# Vivaldi - The Movie



## cmb

More info on my site at http://classicalmusicbroadcast.com, but the rumor is that Joseph Fiennes will play the master himself.

Could "The Four Seasons" be the new "Amadeus", and bring some new listeners to our favorite format?

CMB


----------



## ChamberNut

I look forward to the Vivaldi movie when it comes out!

I for one, watched the movie "Amadeus" for the 1st time about 3 months ago. I absolutely loved it, and can't believe I had not seen it sooner!

I then had to watch it again a few weeks later.

I instantly fell in love with several of Mozart's works, such as the Don Giovanni Overture, the Symphony # 25 and the beautiful Gran Partita.

A wonderfully entertaining film!


----------



## opus67

I hope this one doesn't have a limited release like _Copying Beethoven_ did. I wonder who plays Bach.


----------



## Mr Salek

What ever happened to Copying Beethoven. I'd heard about that film many years ago.


----------



## opus67

Many years? It was released last November in the U.S.


----------



## Mr Salek

Yes, I remember reading in a movie magazine that "a film was being planned about Beethoven's life". I assume it was this one, as I found trailers for it a few months ago.


----------



## hlolli

The actor is burnett but Vivaldi was a ginger!

Not for no reason he was called the red priest! This is called history abuse! I hope this actor will change his hair color for the movie because it matters alot the he was red haired.


----------



## opus67

First you have blone Bond, and now a brunette Vivaldi.


----------



## toughcritic

I think it's a great idea. Vivaldi movie!


----------



## Mr Salek

hlolli said:


> The actor is burnett but Vivaldi was a ginger!
> 
> Not for no reason he was called the red priest! This is called history abuse! I hope this actor will change his hair color for the movie because it matters alot the he was red haired.
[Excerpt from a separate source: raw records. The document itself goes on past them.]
PR #1509, opened 2026-03-30
feat(entrance): add data quality score to entrance detail endpoint

### LINKED ISSUE #1506: Get entrance quality score in entrance API
# Show data quality score on individual entrance pages

## Context

GrottoCenter already computes a data quality score (0–100) for each entrance. This score is currently displayed in the entrance lists accessible from massif and country pages, where each entrance is shown with a circular progress indicator colored according to the score (red < 40, orange 40–70, green > 70).

However, this score is **not visible on the individual entrance detail page**, which is the primary page most users land on when consulting or editing a cave entry. This creates a blind spot: contributors have no immediate feedback on the quality of the data they are viewing or about to update, and casual users cannot assess how reliable the information is.

Displaying the score on the detail page would:
- Help contributors identify what is missing and prioritize their edits
- Give all users a quick signal of data reliability without navigating to a list page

I wholeheartedly agree here. The colour of his hair was a vital attribute! It's like having a clean shaven Chaplin wearing a baseball cap!


----------



## cmb

I saw something in my website referrer logs of a ll places - someone looking for a play called "Daughters of Venice" apparently about Vivaldi?

Anyone? anyone? Beuller?


----------



## cici

yeah, i heard of that film for a long time, might be in a magazine ???


----------



## Handel

Always good to see this kind of movie. I hope they will changed the story as in Amadeus which is not really accurate.


----------



## Morigan

http://www.imdb.com/title/tt0469879/


----------



## Handel

Did you see the cast? Just women. I can see the scenario: Vivaldi, the priest, is tempted by women and feel this passion through music. Argh.

I hope I am totally wrong.


----------



## Leporello87

Why couldn't we instead get a movie about Herr Johann Sebastian Bach?


----------



## Handel

Or Handel (but we somewhat got one with Farinelli).


----------



## Leporello87

Maybe a fictional movie chronicling the joint adventures of Bach and Handel!


----------



## Marriner

cmb said:


> More info on my site at http://classicalmusicbroadcast.com, but the rumor is that Joseph Fiennes will play the master himself.
> 
> Could "The Four Seasons" be the new "Amadeus", and bring some new listeners to our favorite format?
> 
> CMB


A link about what is waiting for us:  

http://observer.guardian.co.uk/uk_news/story/0,,1928497,00.html

http://www.lenaheadey.de/vivaldi.htm


----------



## opus67

If what I heard on an internet station is true, the Vivaldi movie project has been scrapped.


----------



## Yagan Kiely

Hopefully the acting is better than Amadeus. Hopefully the man actor (Vivaldi) won't have an atrocious accent, a horrible laugh, and portray Vivaldi in the wrong light.


----------



## Edward Elgar

Better potential themes for classical movies are the romantic adventures of Tchaikovsky or the friendship between Brahms, Schumann and Clara Schumann.


----------



## SalieriIsInnocent

Mr Salek said:


> What ever happened to Copying Beethoven. I'd heard about that film many years ago.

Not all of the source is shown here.